## JOINT INSTITUTE FOR NUCLEAR RESEARCH Meshcheryakov Laboratory of Information Technologies

# FINAL REPORT ON THE START PROGRAMME

## Development of L2 hub SPD, NICA

**Supervisor:** 

Mr Viacheslav Tereshchenko

Student:

Dmitriy Erofeev, Russia Tomsk State University

Participation period:

July 01 – August 10, Summer Session 2024

### Contents

| 1. NICA project and SPD                      | 3  |
|----------------------------------------------|----|
| 2. Z19-P                                     |    |
| 2.1 L2 hub - General overview of the project |    |
| 3 Realization                                |    |
| 3.1 Plan Minimum and Intermediate Plan       | 8  |
| 3.2 Plan Maximum                             | 10 |
| Conclusion                                   | 15 |
| References                                   | 16 |
|                                              |    |

#### 1. NICA project and SPD



Fig. 1. Schematic view of the NICA-Nuclotron complex and the position of the SPD.

The Nuclotron-based Ion Colider fAcility (NICA) is currently under construction at the Joint Institute for Nuclear Research [1]. The global aim of this project is to explore the phase diagram of strongly interacting matter in the region of highly compressed and hot baryonic matter. The SPD is the experiment of the NICA accelerator complex (Fig.1.) The aim of SPD is the to study the spin structure of the proton and deuteron and the other spin-related phenomena with polarized proton and deuteron beams at a collision energy up to 27 GeV and luminosity up to 1032 cm–2 s–1. The detailed description of the SPD experiment can be found in Ref. [2]

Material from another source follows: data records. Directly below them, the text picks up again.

PR #1942, opened 2025-07-01
clean-up a bit

wind57:


.github/workflows/composites/run-and-save-test-times-when-cache-missing/action.yaml
```diff
@@ -46,7 +46,9 @@ runs:
             -Dhttp.keepAlive=false \
             -Dmaven.wagon.http.pool=false \
             -Dmaven.wagon.http.retryHandler.class=standard \
+            -Dmaven.wagon.httpconnectionManager.ttlSeconds=120 \
```
wind57, line 49: I have observed that we get some timeouts from time to time when we need something from maven central, seems that adding these options fixes the problem.

.settings.xml
```diff
@@ -46,6 +46,10 @@
 				</repository>
 			</repositories>
 			<pluginRepositories>
+				<pluginRepository>
```
wind57, line 49: I am not sure why, but if I put this one here explicitly, it will not go to spring repositories for download, but use maven central

spring-cloud-kubernetes-examples/kubernetes-leader-election-example/pom.xml
```diff
@@ -73,14 +72,6 @@
 					<skip>true</skip>
 				</configuration>
 			</plugin>
-			<plugin>
-				<artifactId>maven-surefire-plugin</artifactId>
```
wind57, line 77: remove explicit versions and use the inherited ones

spring-cloud-kubernetes-examples/pom.xml
```diff
@@ -26,6 +26,12 @@
 		<version>3.1.7-SNAPSHOT</version>
 	</parent>
 
+	<!-- override the ones coming from spring-cloud-build, until it is fixed other there -->
```
wind57: until (and if you agree) with this one : https://github.com/spring-cloud/spring-cloud-build/pull/487, I am proposing to override the versions here

.github/workflows/composites/clean-space/action.yaml
```diff
@@ -4,6 +4,12 @@ runs:
   using: "composite"
   steps:
 
+    - name: Disable man-db to make package install and removal faster
```
wind57, line 7: about 1m improvement here because of this

spring-cloud-kubernetes-commons/pom.xml
```diff
@@ -11,18 +11,6 @@
 
 	<artifactId>spring-cloud-kubernetes-commons</artifactId>
 	<name>${project.artifactId}</name>
-    <build>
-        <plugins>
-            <plugin>
```
wind57, line 16: drop explicit java version

wind57:
@ryanjbaxter some clean-up here and there, thank you.  Ready to be looked at

spring-cloud-kubernetes-examples/pom.xml
ryanjbaxter: This is merged now, can you remove this?

wind57: you're right, removed.

PR #1962, opened 2025-07-29
fix issue 1953

wind57:


spring-cloud-kubernetes-fabric8-leader/src/main/java/org/springframework/cloud/kubernetes/fabric8/leader/Fabric8LeaderAutoConfiguration.java
```diff
@@ -101,7 +101,7 @@ public Fabric8LeaderRecordWatcher leaderRecordWatcher(LeaderProperties leaderPro
 		return new Fabric8LeaderRecordWatcher(leaderProperties, fabric8LeadershipController, kubernetesClient);
 	}
 
-	@Bean(destroyMethod = "stop")
+	@Bean
```
wind57, line 104: `LeaderInitiator` is declared like this:

```
LeaderInitiator implements SmartLifecycle
```

and already has : 


```
	@Override
	public void stop() {
		if (isRunning()) {
			LOGGER.debug(() -> "Leader initiator stopping");
			scheduledExecutorService.shutdown();
			scheduledExecutorService = null;
			hostPodWatcher.stop();
			leaderRecordWatcher.stop();
			leadershipController.revoke();
			isRunning = false;
		}
	}

	@Override
	public void stop(Runnable callback) {
		stop();
		callback.run();
	}
```

The fact that we had its declaration as : `@Bean(destroyMethod = "stop")` would mean that the `stop` method is called twice, cause the issue

PR #1964, opened 2025-07-31
fix 1963: order for discovery clients

wind57:


spring-cloud-kubernetes-client-discovery/src/main/java/org/springframework/cloud/kubernetes/client/discovery/reactive/KubernetesInformerReactiveDiscoveryClient.java
```diff
@@ -73,4 +73,9 @@ public Flux<String> getServices() {
 			.subscribeOn(Schedulers.boundedElastic());
 	}
 
+	@Override
```
wind57, line 76: since we use the same properties for the reactive and blocking reactive clients + our reactive clients are based on the blocking ones, we can re-use the order here

spring-cloud-kubernetes-client-discovery/src/test/java/org/springframework/cloud/kubernetes/client/discovery/reactive/KubernetesInformerReactiveDiscoveryClientTests.java
```diff
@@ -338,7 +352,7 @@ private Lister<V1Service> setupServiceLister(String namespace, V1Service... serv
 		return serviceLister;
 	}
 
-	private Lister<V1Endpoints> setupEndpointsLister(String namespace, V1Endpoints... endpoints) {
+	private Lister<V1Endpoints> setupEndpointsLister(V1Endpoints... endpoints) {
```
wind57, line 355: minor simplification that is un-related to the issue itself

wind57:
@ryanjbaxter one more fix ready here. thank you

PR #1975, opened 2025-08-12
fix issue 1968

wind57:


spring-cloud-kubernetes-fabric8-autoconfig/src/main/java/org/springframework/cloud/kubernetes/fabric8/Fabric8AutoConfiguration.java
```diff
@@ -121,13 +117,4 @@ public Fabric8PodUtils kubernetesPodUtils(KubernetesClient client) {
 		return new Fabric8PodUtils(client);
 	}
 
-	@EventListener
```
wind57, line 124: so after reviewing the history a bit, we only did this because of a failure in an integration test.

Since then, we refactored integration tests a lot and cleaned up the code. I see no errors now in this build, it passes.

Also, to be honest, I would drop this code (because it impacts leader election) and review again, if we ever have the same problem.

wind57:
@ryanjbaxter this is ready to be looked at, thank you

PR #1977, opened 2025-08-18
do not use Flux::defer when there is no need

wind57:


spring-cloud-kubernetes-client-loadbalancer/src/main/java/org/springframework/cloud/kubernetes/client/loadbalancer/KubernetesClientServicesListSupplier.java
```diff
@@ -82,7 +82,7 @@ else if (!discoveryProperties.namespaces().isEmpty()) {
 		}
 
 		LOG.debug(() -> "found services : " + result);
-		return Flux.defer(() -> Flux.just(result));
+		return Flux.just(result);
```
wind57, line 85: since `result` is already a computed `List<ServiceInstance>`, there is no need to defer

spring-cloud-kubernetes-fabric8-loadbalancer/src/main/java/org/springframework/cloud/kubernetes/fabric8/loadbalancer/Fabric8ServicesListSupplier.java
```diff
@@ -101,7 +101,7 @@ else if (!discoveryProperties.namespaces().isEmpty()) {
 		}
 
 		LOG.debug(() -> "found services : " + result);
-		return Flux.defer(() -> Flux.just(result));
+		return Flux.just(result);
```
wind57, line 104: same here, no need to defer

wind57:
@ryanjbaxter minor thing over here. thank you

PR #1992, opened 2025-08-26
fix issue 1970

wind57:


spring-cloud-kubernetes-client-loadbalancer/src/main/java/org/springframework/cloud/kubernetes/client/loadbalancer/KubernetesClientServicesListSupplier.java
```diff
@@ -57,32 +57,34 @@ public KubernetesClientServicesListSupplier(Environment environment,
 
 	@Override
 	public Flux<List<ServiceInstance>> get() {
-		List<ServiceInstance> result = new ArrayList<>();
```
wind57, line 60: we had our code as : 

```
public Flux<List<ServiceInstance>> get() { 

      List<ServiceInstance> result = ....
      return Flux.just(result); 

}
```

and it changes to : 

```
public Flux<List<ServiceInstance>> get() { 

      return Flux.defer(() -> {
                 List<ServiceInstance> result = ....
                 return Flux.just(result); 
      })
}
```

That is the actual fix.

spring-cloud-kubernetes-fabric8-loadbalancer/src/main/java/org/springframework/cloud/kubernetes/fabric8/loadbalancer/Fabric8ServicesListSupplier.java
```diff
@@ -57,51 +57,53 @@ public class Fabric8ServicesListSupplier extends KubernetesServicesListSupplier<
 
 	@Override
 	public Flux<List<ServiceInstance>> get() {
-		List<ServiceInstance> result = new ArrayList<>();
-		String serviceName = getServiceId();
-		LOG.debug(() -> "serviceID : " + serviceName);
+		return Flux.defer(() -> {
```
wind57, line 60: same fix as above, nothing changes besides that

spring-cloud-kubernetes-fabric8-loadbalancer/src/test/java/org/springframework/cloud/kubernetes/fabric8/loadbalancer/it/Util.java
```diff
@@ -63,24 +56,4 @@ public static Endpoints endpoints(int port, String host, String namespace) {
 			.build();
 	}
 
-	@TestConfiguration
-	public static class LoadBalancerConfiguration {
```
wind57, line 67: not removed, but moved to individual classes

wind57:
@ryanjbaxter since the `main` is fine now, can we start looking into some fixes may be? This one is pretty trivial imho, the actual fix is in two files only (where I left comments). everything else is just tests.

Fig. 2. Scheme of SPD detector.

The general view of the SPD detector is shown in Fig.2. The detector, as one of the main components of the experiment, is designed to process the information generated after particle collisions. This involves signal processing—first analog, then digital. One of the final stages of processing this signal is the L2 hub. This is an FPGA designed to quickly and losslessly transmit important information to the computer.

#### 2. Z19-P

FPGA (Field-Programmable Gate Array) is a programmable logic integrated circuit. It is a chip that differs from a processor in that the logic of such a chip can be configured according to the user's needs. A processor is a fairly universal and powerful chip that performs well in the subsequent stages of SPD (Frontend); however, in specialized tasks such as big data processing or machine learning, the resources of the processor may not be sufficient. In our case, it is also beneficial to use an FPGA—the configuration of this chip allows its design to focus on performing one task: transferring data to the computer intact and unaltered, without delving into the essence of that data.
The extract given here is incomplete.